A skydiver jumps from a plane. How fast is he or she going at any time? There is a fairly simple expression for the drag on a body falling in air (“body” as a generic in the physics sense, not meaning “dead body!”). One can insert it into a simple differential equation that is “straightforward” to solve by separation of variables; along the way, I prove some useful relations. I also show how far off is the prediction of a simpler form often given for its simpler math.

## Model rocketry – equations and tests

Sort of a **one-stop-shop for model rocketry** theory, experiments, and data analysis for a high-school class, or an advanced middle-school class such as we have at the Las Cruces Academy:

Tsiolkovsky derived the equation for the final speed of a rocket in free space (no air drag) in 1903! I have a **derivation** here, plus an **elaboration** that goes on to consider air drag and gravity for a surface launch, and another one that looks at how a rocket **has to be designed** with propellant, payload, and basic infrastructure (the shell, we may say).

Our students at the **Las Cruces Academy** did rocket launches in the desert, measuring the altitude achieved with **geometric measurements**.

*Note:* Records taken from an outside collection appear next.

PR #6019, opened 2022-05-24
ssl: Fix stateless ticket in_window comparison

### LINKED ISSUE #6014: TLS 1.3 stateless session resumption with anti_replay ignores ticket lifetime
**Describe the bug**
When using TLS 1.3 session resumption with `anti_replay` enabled, the ticket is only valid for `WindowSize` seconds (see: https://www.erlang.org/doc/man/ssl.html#type-anti_replay).

Note that at the bottom I have a proposed resolution to the problem.

**To Reproduce**
We can use the test setup from #5943 with slight modifications.
 
Generate some test certificates:

```shell
openssl req -x509 -newkey rsa:4096 \
    -keyout rootCA.key -out rootCA.pem \
    -sha256 -days 365 -nodes \
    -subj '/CN=Test root CA'

openssl genrsa -out server.key 2048
openssl req -new -key server.key -out server.csr \
    -subj "/CN=Test server"

openssl x509 -req -in server.csr \
    -CA rootCA.pem -CAkey rootCA.key \
    -CAcreateserial -out server.pem -days 1000 -sha256
```

`server.erl`:

```erlang
-module(server).

-export([run/0,
         run_anti_replay/0,
         start_trace/0,
         stop_trace/0]).

run() ->
    application:ensure_all_started(ssl),
    LOpts = [{cacertfile, "rootCA.pem"},
             {certfile, "server.pem"},
             {keyfile, "server.key"},
             {versions, ['tlsv1.3']},
             {session_tickets, stateless}],
    {ok, LSock} = ssl:listen(8001, LOpts),
    handle(LSock).

run_anti_replay() ->
    application:ensure_all_started(ssl),
    LOpts = [{cacertfile, "rootCA.pem"},
             {certfile, "server.pem"},
             {keyfile, "server.key"},
             {versions, ['tlsv1.3']},
             {session_tickets, stateless},
             {anti_replay, {10, 5, 72985}}], % {10, 5, 72985} is equivalent to the 10k default
    {ok, LSock} = ssl:listen(8001, LOpts),
    handle(LSock).

handle(LSock) ->
    {ok, CSock} = ssl:transport_accept(LSock),
    {ok, Sock} = ssl:handshake(CSock),
    {ok, Opts} = ssl:connection_information(Sock, [session_resumption]),
    io:format('Connected with session resumption ~p~n', [Opts]),
    handle(LSock).

start_trace() ->
    dbg:tracer(),
    dbg:p(all, [c]),
    dbg:tpl({tls_server_session_ticket, stateless_living_ticket, '_'}, [{'_',[],[{return_trace}]}]).

stop_trace() ->
    dbg:stop_clear().
```

Start tracing and run the server:

```
1> c(server).
{ok,server}
2> server:start_trace().
{ok,[{matched,nonode@nohost,1},{saved,1}]}
3> server:run().
```

Connect with OpenSSL `s_client`, waiting 15 seconds before trying to reconnect and resuming the session:

```shell
sleep 3s | openssl s_client -tls1_3 -connect localhost:8001 -sess_out sess1.pem -debug
sleep 15s
sleep 3s | openssl s_client -tls1_3 -connect localhost:8001 -sess_in sess1.pem -debug
```

The server shows that the connection succeeded to use session resumption:

```
Connected with session resumption [{session_resumption,false}]
(<0.120.0>) call tls_server_session_ticket:stateless_living_ticket(1956700463,1956683463,7200,1653382359,undefined)
(<0.120.0>) returned from tls_server_session_ticket:stateless_living_ticket/5 -> true
Connected with session resumption [{session_resumption,true}]

```

If we now start a new server with `anti_replay` enabled with `server:run_anti_replay()`

```
1> c(server).
{ok,server}
2> server:start_trace().
{ok,[{matched,nonode@nohost,1},{saved,1}]}
3> server:run_anti_replay().
```

The server shows that the connection failed to use session resumption:

```
Connected with session resumption [{session_resumption,false}]
(<0.120.0>) call tls_server_session_ticket:stateless_living_ticket(1176305235,1176288235,7200,1653382568,10)
(<0.120.0>) returned from tls_server_session_ticket:stateless_living_ticket/5 -> false
Connected with session resumption [{session_resumption,false}]
```

**Expected behavior**
Enabling `anti_replay` does not change the behavior of normal client flows.

**Affected versions**
Tested on master (`38f6106`) and a fork of `24.1.3`

**Additional context**
This is the current implementation

`tls_server_session_ticket.erl`
```erlang
stateless_living_ticket(0, _, _, _, _) ->
    true;
stateless_living_ticket(ObfAge, TicketAgeAdd, Lifetime, Timestamp, Window) ->
    ReportedAge = ObfAge - TicketAgeAdd,
    RealAge = erlang:system_time(second) - Timestamp,
    (ReportedAge =< Lifetime * 1000)
        andalso (RealAge =< Lifetime)
        andalso (in_window(RealAge, Window)).
```

A proposed solution would be to subtract the ReportedAge in seconds from RealAge and take the absolute value.

```erlang
stateless_living_ticket(ObfAge, TicketAgeAdd, Lifetime, Timestamp, Window) ->
    ...
    DriftTime = abs(RealAge - (ReportedAge / 1000)),
    (ReportedAge =< Lifetime * 1000)
        andalso (RealAge =< Lifetime)
        andalso (in_window(DriftTime, Window)).

```

The above change fixes the simple example that is presented above, but might not be the ideal solution due to client-side clock drift.

sindrip:
If a stateless ticket is older than the WindowSize of the bloom filter
then it will be rejected. By subtracting the ReportedAge from the
RealAge we have the drift time, which should become too large during
a replay. Previously the absolute age of the ticket was being used.

Fixes #6014

### DIFF
--- a/lib/ssl/doc/src/using_ssl.xml
+++ b/lib/ssl/doc/src/using_ssl.xml
@@ -776,7 +776,7 @@ ssl:connect("localhost", 9999, [{verify, verify_peer},
       less than ticket lifetime.</p></item>
       <item><p>Actual ticket age shall be less than the ticket lifetime (stateless session
       tickets contain the servers timestamp when the ticket was issued).</p></item>
-      <item><p>Ticket shall be used within specified time window (freshness checks).</p></item>
+      <item><p>ClientHello created with the ticket shall be sent relatively recently (freshness checks).</p></item>
       <item><p>If all above checks passed both <em>current</em> and <em>old</em> Bloom filters
       are checked to detect if binder was already seen. Being a probabilistic data structure,
       false positives can occur and they trigger a full handshake.</p></item>
--- a/lib/ssl/doc/src/ssl.xml
+++ b/lib/ssl/doc/src/ssl.xml
@@ -1456,7 +1456,7 @@ fun(srp, Username :: binary(), UserState :: term()) ->
 	  <p>Allowed values are the pre-defined <c>'10k'</c>, <c>'100k'</c> or a custom 3-tuple that
 	  defines the properties of the bloom filters: <c>{WindowSize, HashFunctions, Bits}</c>.
 	  <c>WindowSize</c> is the number of seconds after the current Bloom filter is rotated
-	  and also the window size used for freshness checks. <c>HashFunctions</c> is the number
+	  and also the window size used for freshness checks of ClientHello. <c>HashFunctions</c> is the number
 	  hash functions and <c>Bits</c> is the number of bits in the bit vector.
 	  <c>'10k'</c> and <c>'100k'</c> are simple defaults with the following properties:</p>
 	  <list type="bulleted">
--- a/lib/ssl/src/tls_server_session_ticket.erl
+++ b/lib/ssl/src/tls_server_session_ticket.erl
@@ -382,15 +382,50 @@ stateless_usable_ticket(#stateless_ticket{hash = Prf,
 
 stateless_living_ticket(0, _, _, _, _) ->
     true;
+%% If `anti_replay` is not enabled, then a ticket is considered to be living
+%% if it has not exceeded its lifetime.
+%%
+%% If `anti_replay` is enabled, we must additionally perform a freshness check
+%% as is outlined in section 8.3 Freshness Checks - RFC 8446
 stateless_living_ticket(ObfAge, TicketAgeAdd, Lifetime, Timestamp, Window) ->
-    ReportedAge = ObfAge - TicketAgeAdd,
+    %% RealAge is the server's view of the age of the ticket in seconds.
     RealAge = erlang:system_time(second) - Timestamp,
+
+    %% ReportedAge is the client's view of the age of the ticket in milliseconds.
+    ReportedAge = ObfAge - TicketAgeAdd,
+
+    %% DeltaAge is the difference of the client's view of the age of the ticket
+    %% and the server's view of the age of the ticket in seconds.
+    DeltaAge = abs(RealAge - (ReportedAge / 1000)),
+
+    %% We ensure that both the client's view of the age of the ticket and the
+    %% server's view of the age of the ticket do not exceed the lifetime specified.
     (ReportedAge =< Lifetime * 1000)
         andalso (RealAge =< Lifetime)
-        andalso (in_window(RealAge, Window)).
+        andalso (in_window(DeltaAge, Window)).
 
 in_window(_, undefined) ->
     true;
+%% RFC 8446 - section 8.2 Client Hello Recording
+%% describes an anti-replay implementation that can use bounded memory
+%% by storing a unique value from a ClientHello (in our case the PSK binder)
+%% withing a given time window.
+%%
+%% In order implement this, when a ClientHello is received, the server
+%% must ensure that a ClientHello has been sent relatively recently.
+%% We do this by ensuring that the client and server view of the age
+%% of the ticket is not larger than our recording window.
+%%
+%% In the case of an attempted replay attack, there are 2 possible
+%% outcomes:
+%%   - A ClientHello is replayed within the recording window
+%%      * The ticket looks valid, `in_window` returns true
+%%        so we proceed to check the unique value
+%%      * The unique value (PSK Binder) is stored in the bloom filter
+%%        and we reject the ticket.
+%%
+%%   - A ClientHello is replayed outside the recording window
+%%      * We reject the ticket as `in_window` returns false.
 in_window(Age, Window) when is_integer(Window) ->
     Age =< Window.
 
--- a/lib/ssl/test/ssl_session_ticket_SUITE.erl
+++ b/lib/ssl/test/ssl_session_ticket_SUITE.erl
@@ -243,7 +243,7 @@ ticketage_smaller_than_windowsize_anti_replay(Config) when is_list(Config) ->
 ticketage_bigger_than_windowsize_anti_replay() ->
     [{doc, "Session resumption with stateless tickets and anti_replay enabled."
       "Fresh ClientHellos."
-      "Ticket age bigger than windowsize. 0-RTT is expected to fail."
+      "Ticket age bigger than windowsize. 0-RTT is expected to succeed."
       "(Erlang client - Erlang server)"}].
 ticketage_bigger_than_windowsize_anti_replay(Config) when is_list(Config) ->
     WindowSize = 3,
@@ -252,10 +252,10 @@ ticketage_bigger_than_windowsize_anti_replay(Config) when is_list(Config) ->
     ssl_test_lib:check_result(Server0, ok, Client0, ok),
     Client1 = anti_replay_helper_connect(Server0, Client0, Port0, ClientNode,
                                          Hostname, ClientOpts,
-                                         {seconds, WindowSize + 2}, false),
+                                         {seconds, WindowSize + 2}, true),
     Client2 = anti_replay_helper_connect(Server0, Client0, Port0, ClientNode,
                                          Hostname, ClientOpts,
-                                         {seconds, 2*WindowSize + 2}, false),
+                                         {seconds, 2*WindowSize + 2}, true),
     process_flag(trap_exit, false),
     [ssl_test_lib:close(A) || A <- [Server0, Client0, Client1, Client2]].
 
--- a/lib/ssl/test/tls_server_session_ticket_SUITE.erl
+++ b/lib/ssl/test/tls_server_session_ticket_SUITE.erl
@@ -37,14 +37,17 @@
          main_test/0,
          main_test/1,
          misc_test/0,
-         misc_test/1]).
+         misc_test/1,
+         valid_ticket_older_than_windowsize_test/0,
+         valid_ticket_older_than_windowsize_test/1]).
 
--define(LIFETIME, 1). % tickets expire after 1s
+-define(LIFETIME, 3). % tickets expire after 3s
 -define(TICKET_STORE_SIZE, 1).
 -define(MASTER_SECRET, "master_secret").
 -define(PRF, sha).
 -define(VERSION, {3,4}).
 -define(PSK, <<15,168,18,43,216,33,227,142,114,190,70,183,137,57,64,64,66,152,115,94>>).
+-define(WINDOW_SIZE, 1).
 
 %%--------------------------------------------------------------------
 %% Common Test interface functions -----------------------------------
@@ -55,12 +58,12 @@ all() ->
 groups() ->
     [{stateful, [], [main_test, expired_ticket_test, invalid_ticket_test]},
      {stateless, [], [expired_ticket_test, invalid_ticket_test, main_test]},
-     {stateless_antireplay, [], [main_test, misc_test]}
+     {stateless_antireplay, [], [main_test, misc_test, valid_ticket_older_than_windowsize_test]}
     ].
 
 init_per_group(stateless_antireplay, Config) ->
     check_environment([{server_session_tickets, stateless},
-                       {anti_replay, {10, 20, 30}}]
+                       {anti_replay, {?WINDOW_SIZE, 20, 30}}]
                       ++ Config);
 init_per_group(Group = stateless, Config) ->
     check_environment([{server_session_tickets, Group} | Config]);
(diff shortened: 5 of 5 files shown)


IngelaAndin:
Your test case actually fails on some of our test machines. It might be due to making the window size smaller the possibility for false negatives become higher. There actually is no guarantee with stateless tickets that all valid tickets will be considered valid and used. I think this section of the RFC is what we should go on is:

```
8.3.  Freshness Checks

   Because the ClientHello indicates the time at which the client sent
   it, it is possible to efficiently determine whether a ClientHello was
   likely sent reasonably recently and only accept 0-RTT for such a
   ClientHello, otherwise falling back to a 1-RTT handshake.  This is
   necessary for the ClientHello storage mechanism described in
   Section 8.2 because otherwise the server needs to store an unlimited
   number of ClientHellos, and is a useful optimization for self-
   contained single-use tickets because it allows efficient rejection of
   ClientHellos which cannot be used for 0-RTT.

   In order to implement this mechanism, a server needs to store the
   time that the server generated the session ticket, offset by an
   estimate of the round-trip time between client and server.  I.e.,

       adjusted_creation_time = creation_time + estimated_RTT

   This value can be encoded in the ticket, thus avoiding the need to
   keep state for each outstanding ticket.  The server can determine the
   client's view of the age of the ticket by subtracting the ticket's
   "ticket_age_add" value from the "obfuscated_ticket_age" parameter in
   the client's "pre_shared_key" extension.  The server can determine
   the expected_arrival_time of the ClientHello as:

     expected_arrival_time = adjusted_creation_time + clients_ticket_age

   When a new ClientHello is received, the expected_arrival_time is then
   compared against the current server wall clock time and if they
   differ by more than a certain amount, 0-RTT is rejected, though the
   1-RTT handshake can be allowed to complete.

 There are several potential sources of error that might cause
   mismatches between the expected_arrival_time and the measured time.
   Variations in client and server clock rates are likely to be minimal,
   though potentially the absolute times may be off by large values.
   Network propagation delays are the most likely causes of a mismatch
   in legitimate values for elapsed time.  Both the NewSessionTicket and
   ClientHello messages might be retransmitted and therefore delayed,
   which might be hidden by TCP.  For clients on the Internet, this
   implies windows on the order of ten seconds to account for errors in
   clocks and variations in measurements; other deployment scenarios may
   have different needs.  Clock skew distributions are not symmetric, so
   the optimal tradeoff may involve an asymmetric range of permissible
   mismatch values.

   Note that freshness checking alone is not sufficient to prevent
   replays because it does not detect them during the error window,
   which -- depending on bandwidth and system capacity -- could include
   billions of replays in real-world settings.  In addition, this
   freshness checking is only done at the time the ClientHello is
   received and not when subsequent early Application Data records are
   received.  After early data is accepted, records may continue to be
   streamed to the server over a longer time period.
```
I do not think our implementation takes estimated round trip time into account, and that is probably what we want. But  I do not have an emiditat good idea of how to best do that.

IngelaAndin:
Your test case actually fails on some of our test machines. It might be due to making the window size smaller the possibility for false negatives become higher. There actually is no guarantee with stateless tickets that all valid tickets will be considered valid and used. I think this section of the RFC is what we should go on is:

```
8.3.  Freshness Checks

   Because the ClientHello indicates the time at which the client sent
   it, it is possible to efficiently determine whether a ClientHello was
   likely sent reasonably recently and only accept 0-RTT for such a
   ClientHello, otherwise falling back to a 1-RTT handshake.  This is
   necessary for the ClientHello storage mechanism described in
   Section 8.2 because otherwise the server needs to store an unlimited
   number of ClientHellos, and is a useful optimization for self-
   contained single-use tickets because it allows efficient rejection of
   ClientHellos which cannot be used for 0-RTT.

   In order to implement this mechanism, a server needs to store the
   time that the server generated the session ticket, offset by an
   estimate of the round-trip time between client and server.  I.e.,

       adjusted_creation_time = creation_time + estimated_RTT

   This value can be encoded in the ticket, thus avoiding the need to
   keep state for each outstanding ticket.  The server can determine the
   client's view of the age of the ticket by subtracting the ticket's
   "ticket_age_add" value from the "obfuscated_ticket_age" parameter in
   the client's "pre_shared_key" extension.  The server can determine
   the expected_arrival_time of the ClientHello as:

     expected_arrival_time = adjusted_creation_time + clients_ticket_age

   When a new ClientHello is received, the expected_arrival_time is then
   compared against the current server wall clock time and if they
   differ by more than a certain amount, 0-RTT is rejected, though the
   1-RTT handshake can be allowed to complete.

 There are several potential sources of error that might cause
   mismatches between the expected_arrival_time and the measured time.
   Variations in client and server clock rates are likely to be minimal,
   though potentially the absolute times may be off by large values.
   Network propagation delays are the most likely causes of a mismatch
   in legitimate values for elapsed time.  Both the NewSessionTicket and
   ClientHello messages might be retransmitted and therefore delayed,
   which might be hidden by TCP.  For clients on the Internet, this
   implies windows on the order of ten seconds to account for errors in
   clocks and variations in measurements; other deployment scenarios may
   have different needs.  Clock skew distributions are not symmetric, so
   the optimal tradeoff may involve an asymmetric range of permissible
   mismatch values.

   Note that freshness checking alone is not sufficient to prevent
   replays because it does not detect them during the error window,
   which -- depending on bandwidth and system capacity -- could include
   billions of replays in real-world settings.  In addition, this
   freshness checking is only done at the time the ClientHello is
   received and not when subsequent early Application Data records are
   received.  After early data is accepted, records may continue to be
   streamed to the server over a longer time period.
```
I do not think our implementation takes estimated round trip time into account, and that is probably what we want. But  I do not have an emiditat good idea of how to best do that.

sindrip:
Wouldn't adding the estimated round-trip time be considered an enhancement? As it stands, this fix is to implement the original intention of the code, because the anti-replay mechanism is unusable in its current state. Currently the deviation from the RFC is that we calculate `expected_arrival_time` without adjusting for the estimated connection latency `estimated_RTT`. It is also not clear to me how one is supposed to derive `estimated_RTT` when receiving a ClientHello, if it is a constant or per connection.

Regarding the point that not all valid tickets will be considered valid and used. I'm assuming this is induced by the bloom filter that is used to validate tickets. Doesn't that imply that each test-case for valid tickets should be ran multiple times and expected to pass x% of times (97% with the default bloom filter values)? Alternatively the tests could be ran with a deterministic data structure for the ticket validation storage, but that is I believe a big rework and requires explicit testing of the bloom filter (I think it's only indirectly tested right now).

> [8.2](https://datatracker.ietf.org/doc/html/rfc8446#section-8.2).  Client Hello Recording
   ...
    Servers MAY
   also implement data stores with false positives, such as Bloom
   filters, in which case they MUST respond to apparent replay by
   rejecting 0-RTT but MUST NOT abort the handshake.

Regarding my original concern about the clock drift time:
> [8.2](https://datatracker.ietf.org/doc/html/rfc8446#section-8.2).  Client Hello Recording
   ...
   Note: If the client's clock is running much faster than the server's,
   then a ClientHello may be received that is outside the window in the
   future, in which case it might be accepted for 1-RTT, causing a
   client retry, and then acceptable later for 0-RTT.  This is another
   variant of the second form of attack described in [Section 8](https://datatracker.ietf.org/doc/html/rfc8446#section-8).

Regarding this specific PR, I originally reduced the window_size to keep the test execution time down. I could try tweaking the `Lifetime` and `WindowSize` and we could see how that works. Let me know if you want to try this.

u3s:
I would like clarify discussion in related issue #6014 , before proceeding with this PR.

u3s:
@peterdmv wrote:
> Regarding the solution I would prefer using the naming scheme of the RFC and keeping variables even if they are not used for future reference and maintainability e.g. EstimatedRTT.

I'm not sure how to read that. Examples provided in issue discussion are
different than existing code and also PR content. At the moment, I'm not sure if it is worth to rewrite more code just to match the RFC content - assuming the logic is good and code execution result as expected.

### Other comments
1. changing that might be potentially incompatible - because tickets will start
be usable(or useful as is suggested) after WindowSize seconds.
   - I understand it that with stateless tickets, user can potentially use them as many times
     as they want (although it is recommended for the clients to use it only once -
     RFC C.4)
   - Today with anti_replay: this is limited to Bloom filter WindowSize seconds
     (which is suggestd to not be correct) - tickets with RealAge bigger than WindowSize will be rejected
   - also Today without anti_replay: this is limited to ticket lifetime
   - With the change proposed: re-use possibility will be limited only with ticket lifetime
     (no matter if with or without anti_replay enabled)
2. I wonder if readability of code could be improved a little (so conclusion from our
   discussion is reflected):
   - I was considering adding some explanatory comment and/or renaming some functions
     (I'm not sure which is better - what do you think)?
     - function names tls_server_session_ticket:stateless*ticket are kind of ticket oriented
     - they don't cover ClientHello replay protection (anti_replay) flow and might
       be misguiding - I mean it is not only ticket that is checked with anti_replay
3. docs - maybe anti_replay option manual could be improved so our discussion is
   somehow reflected there as well.

u3s:
I've added more tests for anti_replay in https://github.com/erlang/otp/pull/6055/.
`ticket_reuse_anti_replay` will be failing with PR6019, because I wrote it to verify existing behavior which we agreed is not expected.

I hope you will adjust it in this PR, once I merge PR-6055 to master.

This will be needed:
```
@@ -243,7 +243,7 @@ ticketage_smaller_than_windowsize_anti_replay(Config) when is_list(Config) ->
 ticketage_bigger_than_windowsize_anti_replay() ->
     [{doc, "Session resumption with stateless tickets and anti_replay enabled."
       "Fresh ClientHellos."
-      "Ticket age bigger than windowsize. 0-RTT is expected to fail."
+      "Ticket age bigger than windowsize. 0-RTT is expected to succeed."
       "(Erlang client - Erlang server)"}].
 ticketage_bigger_than_windowsize_anti_replay(Config) when is_list(Config) ->
     WindowSize = 3,
@@ -252,10 +252,10 @@ ticketage_bigger_than_windowsize_anti_replay(Config) when is_list(Config) ->
     ssl_test_lib:check_result(Server0, ok, Client0, ok),
     Client1 = anti_replay_helper_connect(Server0, Client0, Port0, ClientNode,
                                          Hostname, ClientOpts,
-                                         {seconds, WindowSize + 2}, false),
+                                         {seconds, WindowSize + 2}, true),
     Client2 = anti_replay_helper_connect(Server0, Client0, Port0, ClientNode,
                                          Hostname, ClientOpts,
-                                         {seconds, 2*WindowSize + 2}, false),
+                                         {seconds, 2*WindowSize + 2}, true),
     process_flag(trap_exit, false),
     [ssl_test_lib:close(A) || A <- [Server0, Client0, Client1, Client2]].

```

sindrip:
Let me know once #6055 is merged and I can make the suggested changes

u3s:
#6055 is merged. please rebase and fix the `ticketage_bigger_than_windowsize_anti_replay`.

sindrip:
I rebased on master and updated the testcase from #6055, what do you think about the testcases that I wrote originally in this PR, the new testcases you added test the same thing @u3s?

> * I wonder if readability of code could be improved a little (so conclusion from our
>   discussion is reflected):
>   
>   * I was considering adding some explanatory comment and/or renaming some functions
>     (I'm not sure which is better - what do you think)?
>     
>     * function names tls_server_session_ticket:stateless*ticket are kind of ticket oriented
>     * they don't cover ClientHello replay protection (anti_replay) flow and might
>       be misguiding - I mean it is not only ticket that is checked with anti_replay

I think comments surrounding the checks with references to the RFC would be fine by me. Do you want me to cover this?

> * docs - maybe anti_replay option manual could be improved so our discussion is
>   somehow reflected there as well.

Do you want me to add it to this PR?

u3s:
>I rebased on master and updated the testcase from https://github.com/erlang/otp/pull/6055, what do you think about the testcases that I wrote originally in this PR, the new testcases you added test the same thing @u3s?

I'm fine with leaving them as your tests are more of a white box tests. My recent addition is more end2end.

> think comments surrounding the checks with references to the RFC would be fine by me. Do you want me to cover this?

yes please.

>>        docs - maybe anti_replay option manual could be improved so our discussion is
>>        somehow reflected there as well.
> Do you want me to add it to this PR?

yes, if not a problem for you to make a small adjustment. Maybe its a matter of adding ClientHello around "freshness checks" - to indicate what we're recording and checking with anti_replay - I'm looking [here](https://www.erlang.org/doc/man/ssl.html#type-anti_replay).

sindrip:
I did some slight documentation updates, but it is kind of adressed here: https://www.erlang.org/doc/apps/ssl/using_ssl.html#anti-replay-protection-in-tls-1.3

lib/ssl/doc/src/using_ssl.xml
```diff
@@ -776,7 +776,7 @@ ssl:connect("localhost", 9999, [{verify, verify_peer},
       less than ticket lifetime.</p></item>
       <item><p>Actual ticket age shall be less than the ticket lifetime (stateless session
       tickets contain the servers timestamp when the ticket was issued).</p></item>
-      <item><p>Ticket shall be used within specified time window (freshness checks).</p></item>
+      <item><p>Ticket shall be sent relatively recently (freshness checks).</p></item>
```
u3s, line 779: Ticket -> ClientHello?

Some **pictures** are useful. Check out the link on the LCA News and Events page.

The **results** for altitude vs. rocket motor impulse are summarized in a spreadsheet. Altitude looks to be linear in impulse, in line with numerical **simulations** I performed. We had to be very careful with our measurements, btw, since **small errors** lead to big errors in altitude.

A sideline: **where does the kinetic energy go**, partitioned between exhaust gases and the rocket? At burnout for a serious rocket, there’s more in the gases than in the payload that’s left.